コオロギとイナゴの違いとは、昆虫食問題を考える

記事のポイント


  1. 2064年には世界人口は97億人となり、その後、人口は徐々に減少していくと予測される
  2. この人口増加を支えるには、かなりの量の食料が必要だ
  3. 国連食糧農業機関は昆虫食を勧めているが、それは、コオロギでななく、イナゴだ

日本の人口は減少し続けている。これは、紛れもない事実だ。そしてこの人口減少は、この先も長く続くことがわかっている。それは出生率の動きをみれば容易に推察できる。しかし、世界的に見ると、人類の総人口は まだまだ増加の傾向にある。

ある調査によれば、2064年には世界人口は97億人となり、これをピークとしてその後、人口は徐々に減少していくと考えられている。

それにしても、この人口増加を支えるには、かなりの量の食料が必要で、今のままではその確保が難しいと考えられている。

そこで国連食糧農業機関が2013年に対策案を出した。その案では、昆虫を食べることを勧めている。なぜ昆虫食が勧められているのかと言えば、家畜を飼育するより環境への負荷が少なく、また昆虫は栄養価も高い。よって、人類全体が抱えている食料問題の解決策として有用だと言う理由からだ。
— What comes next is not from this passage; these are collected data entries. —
PR #708, opened 2024-10-18
fix(julia): query syntax error

phanen:
This is introduced by [aad2c8e6b029](https://github.com/nvim-treesitter/nvim-treesitter-textobjects/commit/aad2c8e6b029ada30621e67780801420ee9debe9).

### DIFF
--- a/queries/julia/textobjects.scm
+++ b/queries/julia/textobjects.scm
@@ -12,14 +12,14 @@
   .
   (_) @block.inner
   (_)? @block.inner .)
-)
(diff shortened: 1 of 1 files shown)


kiyoon:
I thought query PRs should go to master and should be rebased to main. Am I right? @clason

ribru17:
In this case I think no because I changed (and broke, here) the queries on main specifically (oops)

ribru17 (approved):

PR #717, opened 2024-11-18
Update @statement.outer query for Ecma to also include lexical declarations

zenshixd:
Added lexical declarations to @statement.outer capture group, e.g:
```
const a = 1;
```

should be selectable using @statement.outer capture group.


kiyoon:
Thank you!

これに賛同して、すでに日本でも、昆虫の飼育、量産を勧める企業が出てきて、昆虫を使った食品も開発され、販売もされている。

日本ではもともとイナゴや、蜂の子などを食べてきた歴史があるので、昆虫食は受け入れられやすいと考えているようだ。

しかし国連食糧農業機関が進めているのは、コオロギでありイナゴではない。イナゴは稲を食べて育つ。しかし、コオロギはそもそも雑色で、 特に死んだ仲間のコオロギを食べたり、共食いをすることでも知られている。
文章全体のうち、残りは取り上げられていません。